If you have early onset or familial dementia and are interested in taking part, please contact: Lauren.Stevens@westlondon.nhs.uk
If you have early onset or familial schizophrenia and are interested in taking part, please contact: Karthikan.Yogarajah@westlondon.nhs.uk
ADULT AUTISM COHORT
At least 1% of all adults are on the autism spectrum. However very little research has been undertaken into the life experiences of adults and older people on the autism spectrum and how these can be improved. In order to address this significant research gap in January 2015 a research programme began about the life experiences of adults on the autism spectrum and their relatives/carers. This project is being led by Newcastle University researchers and funded by the research charity Autistica and is about engaging adults on the autism spectrum and their relatives in research.If you are an adult living with autism, or the relative of someone with autism and are interested in taking part, please contact: Karthikan.Yogarajah@westlondon.nhs.uk
Lots of people who take medication to help with health problems like psychosis find that they get sexual problems. Both men and women can be affected by sexual problems which may include a lower sex drive or getting less pleasure from sex. Men may struggle to get or keep an erection.
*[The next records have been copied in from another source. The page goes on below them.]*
PR #5107, opened 2020-10-19
Modify how is_cerner is derived

kelsonic:
## Description of change
**Issue:** https://github.com/department-of-veterans-affairs/va.gov-team/issues/14203

This PR changes how `is_cerner` is derived so that it's not only dependent on MVI but also on Flipper feature toggles for exceptions (e.g. Chalmers should be `is_cerner: true`).

## Original issue(s)
https://github.com/department-of-veterans-affairs/va.gov-team/issues/14203

No.

**Yes, several feature flags have been modified.**

I removed the following feature toggles since they are not used:

```
show_new_get_medical_records_page
show_new_refill_track_prescriptions_page
show_new_secure_messaging_page
show_new_view_test_lab_results_page
```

Women may suffer from vaginal dryness even when they are sexually excited and some people are not able to reach orgasm.
At the moment we don’t know the best way to help people who have sexual problems that are associated with taking antipsychotic medication. One possible option is to change to a different medication but we don’t know if this will help as it hasn’t been tested in a big research study. In the REMEDY study we offer all people who have sexual problems that are associated with taking antipsychotic medication advice and support aimed at helping improve their sexual functioning. In addition to this we arrange for half the people in the study to switch to a different medication and half to stay on their existing medication to see if there is a difference between the two groups.
If you are interested in taking part please contact: Lauren.email@example.com
European Prevention of Alzheimer’s Dementia – EPAD
Alzheimer’s disease is a progressive degenerative disease that results in a loss of brain cells. It is the most common form of dementia in the elderly. According to the World Alzheimer Report 2016
, there were 46.8 million people worldwide living with dementia in 2015 and this number will reach 131.5 million in 2050. There is now compelling evidence that Alzheimer’s disease takes hold in the brain decades before dementia symptoms appear, providing a window of opportunity for preventative intervention. As a result, today’s research increasingly focuses on this pre-symptomatic phase, with the aim of delaying or preventing the disease. This study is looking for healthy volunteers over the age of 50 to carry out a number of tests that determine predictors of risk for dementia.If you are interested in taking part, please contact: Genevieve.Morrison@westlondon.nhs.uk
EISAI – Early Alzheimer’s Dementia The purpose of the study is to find out if an investigational medicine called elenbecestat (E2609) is effective for the treatment of Early Alzheimer’s disease when compared with a placebo. People with Alzheimer’s Disease or AD have an abnormal build-up of protein known as amyloid in their brain which is thought to lead to the memory loss and decline in other mental processes which worsen over time. Elenbecestat (E2609) is being developed to potentially reduce the amount of this protein build-up in the brain and thereby slow the progression of AD and the associated memory loss.If you have mild cognitive impairment due to AD, or mild AD and are aged between 50 to 85 years old, you may be suitable to take part.